### Problem to work on
When the string "table" occurs in a line of the listing below, return that line.

### Source records
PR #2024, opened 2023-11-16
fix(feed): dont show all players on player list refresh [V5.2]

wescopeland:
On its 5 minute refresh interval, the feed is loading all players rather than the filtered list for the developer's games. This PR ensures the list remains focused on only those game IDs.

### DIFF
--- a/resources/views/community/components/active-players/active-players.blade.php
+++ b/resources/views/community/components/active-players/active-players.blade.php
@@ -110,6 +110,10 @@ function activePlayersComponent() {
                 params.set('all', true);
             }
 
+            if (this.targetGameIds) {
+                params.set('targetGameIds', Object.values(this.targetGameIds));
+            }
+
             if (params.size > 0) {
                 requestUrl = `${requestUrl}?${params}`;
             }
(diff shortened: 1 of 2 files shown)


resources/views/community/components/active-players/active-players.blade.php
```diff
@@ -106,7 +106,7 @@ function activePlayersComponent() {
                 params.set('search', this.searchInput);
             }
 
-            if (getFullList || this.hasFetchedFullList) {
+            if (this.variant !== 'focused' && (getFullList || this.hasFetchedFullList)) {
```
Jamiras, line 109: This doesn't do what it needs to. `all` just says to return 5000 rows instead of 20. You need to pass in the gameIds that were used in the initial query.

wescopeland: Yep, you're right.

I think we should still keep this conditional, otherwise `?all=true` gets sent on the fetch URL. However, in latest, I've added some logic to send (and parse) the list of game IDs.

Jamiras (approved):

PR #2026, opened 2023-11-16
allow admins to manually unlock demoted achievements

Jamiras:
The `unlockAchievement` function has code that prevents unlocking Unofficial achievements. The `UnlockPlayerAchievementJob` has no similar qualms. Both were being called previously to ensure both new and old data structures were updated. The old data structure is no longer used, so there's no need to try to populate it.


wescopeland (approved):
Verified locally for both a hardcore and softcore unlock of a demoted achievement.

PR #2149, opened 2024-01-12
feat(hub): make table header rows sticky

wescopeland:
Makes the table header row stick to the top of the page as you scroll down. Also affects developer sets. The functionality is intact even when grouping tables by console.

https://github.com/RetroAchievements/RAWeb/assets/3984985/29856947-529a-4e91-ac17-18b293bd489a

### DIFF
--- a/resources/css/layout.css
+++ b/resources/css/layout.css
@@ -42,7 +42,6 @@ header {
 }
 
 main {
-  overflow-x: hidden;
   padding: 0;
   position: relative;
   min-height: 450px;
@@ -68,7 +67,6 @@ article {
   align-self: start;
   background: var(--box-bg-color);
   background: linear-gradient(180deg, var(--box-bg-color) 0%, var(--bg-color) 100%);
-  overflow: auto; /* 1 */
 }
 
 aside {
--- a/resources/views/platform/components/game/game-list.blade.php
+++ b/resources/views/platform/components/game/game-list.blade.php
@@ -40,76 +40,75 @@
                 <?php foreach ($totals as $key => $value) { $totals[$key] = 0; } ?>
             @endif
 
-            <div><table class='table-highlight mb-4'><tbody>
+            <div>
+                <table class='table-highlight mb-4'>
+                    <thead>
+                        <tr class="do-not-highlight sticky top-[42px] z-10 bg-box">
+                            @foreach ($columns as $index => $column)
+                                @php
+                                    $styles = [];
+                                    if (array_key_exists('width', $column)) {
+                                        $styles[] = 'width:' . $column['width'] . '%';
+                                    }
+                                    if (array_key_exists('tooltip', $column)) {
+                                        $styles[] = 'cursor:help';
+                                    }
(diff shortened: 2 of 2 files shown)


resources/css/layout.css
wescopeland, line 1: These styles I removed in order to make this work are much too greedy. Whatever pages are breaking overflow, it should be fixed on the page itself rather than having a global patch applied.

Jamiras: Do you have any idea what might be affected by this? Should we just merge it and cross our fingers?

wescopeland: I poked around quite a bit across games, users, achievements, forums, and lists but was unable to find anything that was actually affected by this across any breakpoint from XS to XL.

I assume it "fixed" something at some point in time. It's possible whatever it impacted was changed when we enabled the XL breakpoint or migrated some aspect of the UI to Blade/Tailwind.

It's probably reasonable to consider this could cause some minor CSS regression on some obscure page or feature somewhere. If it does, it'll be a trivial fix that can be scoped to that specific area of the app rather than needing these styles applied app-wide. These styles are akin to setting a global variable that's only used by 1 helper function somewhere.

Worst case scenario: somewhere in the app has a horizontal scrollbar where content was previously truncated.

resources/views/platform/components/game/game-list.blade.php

==

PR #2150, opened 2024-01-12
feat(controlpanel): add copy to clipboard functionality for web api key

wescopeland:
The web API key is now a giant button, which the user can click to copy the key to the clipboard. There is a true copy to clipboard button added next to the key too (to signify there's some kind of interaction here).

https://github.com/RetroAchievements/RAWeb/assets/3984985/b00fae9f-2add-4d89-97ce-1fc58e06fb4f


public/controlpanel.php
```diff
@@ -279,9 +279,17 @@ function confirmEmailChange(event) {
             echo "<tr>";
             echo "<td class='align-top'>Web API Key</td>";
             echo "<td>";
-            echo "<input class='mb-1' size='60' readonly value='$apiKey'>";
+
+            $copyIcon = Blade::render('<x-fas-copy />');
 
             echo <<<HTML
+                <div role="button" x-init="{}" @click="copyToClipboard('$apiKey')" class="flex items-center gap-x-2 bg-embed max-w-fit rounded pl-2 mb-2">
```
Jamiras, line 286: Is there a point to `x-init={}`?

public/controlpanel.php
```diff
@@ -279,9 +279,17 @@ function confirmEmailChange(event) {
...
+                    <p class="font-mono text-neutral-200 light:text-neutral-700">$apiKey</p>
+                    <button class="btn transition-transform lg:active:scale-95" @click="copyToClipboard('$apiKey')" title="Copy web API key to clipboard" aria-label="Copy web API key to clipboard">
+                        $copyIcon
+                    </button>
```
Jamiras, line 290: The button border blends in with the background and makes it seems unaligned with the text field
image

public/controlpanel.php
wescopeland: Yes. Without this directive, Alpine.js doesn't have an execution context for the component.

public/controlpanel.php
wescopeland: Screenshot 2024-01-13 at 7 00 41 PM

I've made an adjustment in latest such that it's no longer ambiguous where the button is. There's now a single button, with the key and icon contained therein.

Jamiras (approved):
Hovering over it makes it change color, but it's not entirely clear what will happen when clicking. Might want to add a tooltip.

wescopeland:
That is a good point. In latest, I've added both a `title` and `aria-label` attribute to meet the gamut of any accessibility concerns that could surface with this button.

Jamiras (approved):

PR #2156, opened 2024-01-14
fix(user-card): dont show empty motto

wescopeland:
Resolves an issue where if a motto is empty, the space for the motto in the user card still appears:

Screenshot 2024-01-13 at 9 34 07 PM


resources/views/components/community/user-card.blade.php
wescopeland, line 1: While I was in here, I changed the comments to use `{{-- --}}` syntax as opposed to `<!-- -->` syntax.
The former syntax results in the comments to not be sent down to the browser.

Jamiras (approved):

### Response to this exercise
feat(hub): make table header rows sticky
Makes the table header row stick to the top of the page as you scroll down. Also affects developer sets. The functionality is intact even when grouping tables by console.
-            <div><table class='table-highlight mb-4'><tbody>
+                <table class='table-highlight mb-4'>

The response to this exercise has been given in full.